=== Section Start ===

PR #379, opened 2021-05-06
Merge `master` to `develop`

jmsn:
https://github.com/bitmovin/bitmovin-player-ui/pull/378 was merged into `master` but we need it in `develop` as the release branch is created from there.

Side note: We should really enable some branch protection for `master`

### DIFF
--- a/CHANGELOG.md
+++ b/CHANGELOG.md
@@ -6,6 +6,9 @@ and this project adheres to [Semantic Versioning](http://semver.org/).
 
 ## [develop]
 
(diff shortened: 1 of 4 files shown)


hanneslinder (approved):
Whoops, that one is on me :neutral_face:

jmsn:
Discussed that we'll instead revert in `master` and create a new PR going into `develop` for https://github.com/bitmovin/bitmovin-player-ui/pull/378

PR #387, opened 2021-05-19
Fix a  glitch with the seekbar

iktumi:
On some media if you drag and drop the marker on the seekbar while the content is not loaded, the marker will jump back to previous know position insetead of setting itself imeediatily on the current seeked position.


offnertho:
Sorry for the PR closing @iktumi. 

We are currently renaming the master branch to main. Could you pls create another PR, if still relevant, based on main?

PR #388, opened 2021-06-14
[PW-4867] Fix VTT position end alignment

mukulmishra18:
When the align property of the VTT cue is set to `end` or `right`, we set the CSS `right` property to the VTT position value. This is wrong because this moves the cue to a totally different position.

I think the whole understanding of the VTT cue positioning is wrong. We think that the cues should be positioned to the VTT cue `position` offset from the `start`, `end`, `left`, or `right` side of the video container. But this is not true, the cue should be positioned to the offset in the writing direction of the VTT.

When position align is set to `end` or `right` the cue text should be present on the right side of the cue box.
When the position align is set to `start` or `left`, the cue text should be present on the left side of the cue box.

This PR fixes the cue position when the position align is set to `end` of `right`.

This is how the cue should look like when the position is 80% and based on position align, it should be aligned at the left or right side of the cue box.

Untitled Diagram (1)

### DIFF
--- a/src/ts/vttutils.ts
+++ b/src/ts/vttutils.ts
@@ -128,7 +128,7 @@ const setVttPositionAlign = (cueContainerDom: DOM, vtt: VTTProperties, direction
         break;
       case 'line-right':
         cueContainerDom.css(direction, 'auto');
-        cueContainerDom.css(DirectionPair.get(direction), `${vtt.position}%`);
+        cueContainerDom.css(DirectionPair.get(direction), `${100 - vtt.position}%`);
         cueContainerDom.css('justify-content', 'flex-end');
         break;
       default:
--- a/CHANGELOG.md
+++ b/CHANGELOG.md
@@ -4,6 +4,11 @@ All notable changes to this project will be documented in this file.
 The format is based on [Keep a Changelog](http://keepachangelog.com/) 
 and this project adheres to [Semantic Versioning](http://semver.org/).
 
+## [develop]
+
+### Fixed
+- VTT cue positioning when position alignment is `end` or `right`
+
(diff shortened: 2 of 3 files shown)


stonko1994 (approved):

src/ts/vttutils.ts
```diff
@@ -128,7 +128,7 @@ const setVttPositionAlign = (cueContainerDom: DOM, vtt: VTTProperties, direction
         break;
       case 'line-right':
         cueContainerDom.css(direction, 'auto');
-        cueContainerDom.css(DirectionPair.get(direction), `${vtt.position}%`);
+        cueContainerDom.css(DirectionPair.get(direction), `${100 - vtt.position}%`);
```
bitmovin-kenny, line 131: This basically turns the `line-right` into `line-left` as far as i can tell.
If I use `position:0%,line-left` the content will be aligned on the left border (0% from flex-start)
if I use `position:0%,line-right` the content will also be aligned on the left border since it will get converted to 100% from flex-end

this can't be right, can it?

bitmovin-kenny (changes requested):

src/ts/vttutils.ts
mukulmishra18: Yes, this is correct and the content should at the left border when you use **position: 0%** because it is **0% in the writing direction**, that is from the left side of the container.

The `line-left` and `line-right` does **not define the offset of the text/cue box**, rather in which direction the box will grow or where to put the text so that it will match the offset provided by position. However you want to understand.

TeslaAdis (approved):

bitmovin-kenny (approved):

PR #392, opened 2021-06-25
Replace npm `prepublish` with `prepare`

felix-hoc:
The `prepublish` script got deprecated, and does not get executed anymore when running `npm publish` on newer npm versions.
Instead, we can use `prepare`, which has the same behavior (runs on `install`, `ci`, `publish`, and more)

For reference:
- https://github.com/npm/npm/issues/10074
- https://docs.npmjs.com/cli/v7/using-npm/scripts

### DIFF
--- a/package.json
+++ b/package.json
@@ -6,7 +6,7 @@
   "types": "./dist/js/framework/main.d.ts",
   "scripts": {
     "test": "npx jest",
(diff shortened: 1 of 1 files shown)


fabiandev (approved):

bitmovin-kenny (approved):
Thanks for linking the docs 👍

PR #398, opened 2021-07-27
[PW-5266] Update UI for new seeking behavior

wasp898:
As you know, we have changed a bit the behavior of the `getCurrentTime` API. So now we return the seek target immediately, and we won't wait for the seeking to be complete. This created a small inconsistency in the UI since the playback time label still only gets refreshed after the Seeked event. Also, a glitch in the buffer level can be observed during the transition from Seek to Seeked: suddenly the buffer is huge and then it gets reset 👀 

**Changes:**
- update the playback time label on Seek event
- do not update the buffer level during seekings since it currently causes a glitch due to the sudden changes that happen to the buffer level during the transition

### DIFF
--- a/src/ts/components/playbacktimelabel.ts
+++ b/src/ts/components/playbacktimelabel.ts
@@ -133,7 +133,7 @@ export class PlaybackTimeLabel extends Label<PlaybackTimeLabelConfig> {
     };
 
     player.on(player.exports.PlayerEvent.TimeChanged, playbackTimeHandler);
-    player.on(player.exports.PlayerEvent.Seeked, playbackTimeHandler);
+    player.on(player.exports.PlayerEvent.Seek, playbackTimeHandler);
 
     player.on(player.exports.PlayerEvent.TimeShift, updateLiveTimeshiftState);
     player.on(player.exports.PlayerEvent.TimeShifted, updateLiveTimeshiftState);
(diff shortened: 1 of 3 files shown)


hanneslinder (approved):
Looks good :+1: 
A changelog entry might be good tho

wasp898:
> Looks good 👍
> A changelog entry might be good tho

Oh right, my bad 😅 
I also changed the base branch as it would have merged to master directly.

hanneslinder:
> I also changed the base branch as it would have merged to master directly.

I totally missed that :see_no_evil: Good you caught it because in one of the last releases I merged directly to `master` and reverting that caused lots of pain

felix-hoc (approved):
LGTM 👍🏼

src/ts/components/playbacktimelabel.ts
```diff
@@ -133,7 +133,7 @@ export class PlaybackTimeLabel extends Label<PlaybackTimeLabelConfig> {
     };
 
     player.on(player.exports.PlayerEvent.TimeChanged, playbackTimeHandler);
-    player.on(player.exports.PlayerEvent.Seeked, playbackTimeHandler);
+    player.on(player.exports.PlayerEvent.Seek, playbackTimeHandler);
```
TeslaAdis, line 136: Would it hurt to have both? Due to possible `time` adjustment in the player. Not sure how often `timechanged` event would not come right after `seeked` 🤷‍♂️

TeslaAdis (approved):

src/ts/components/playbacktimelabel.ts
wasp898: Makes sense. 👍

PR #402, opened 2021-08-04
Fix empty lines in subtitles

bitmovin-kenny:
We accidentally added empty lines to Subtitles. From the following subtitle
```
00:00:00.000 --> 00:00:05.000
We are in for a ride.
```
we would get the following overlay:
image

this extra empty line got added because of our support for multiple subtitles cues by the following CSS rule:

=== Section End ===

## Your instructions
Above are the entries. Copy exactly the part that opens with the line containing "PR #398, opened 2021-07-27" and closes with the line containing "- update the", and no more.

## Answer box
PR #398, opened 2021-07-27
[PW-5266] Update UI for new seeking behavior

wasp898:
As you know, we have changed a bit the behavior of the `getCurrentTime` API. So now we return the seek target immediately, and we won't wait for the seeking to be complete. This created a small inconsistency in the UI since the playback time label still only gets refreshed after the Seeked event. Also, a glitch in the buffer level can be observed during the transition from Seek to Seeked: suddenly the buffer is huge and then it gets reset 👀 

**Changes:**
- update the playback time label on Seek event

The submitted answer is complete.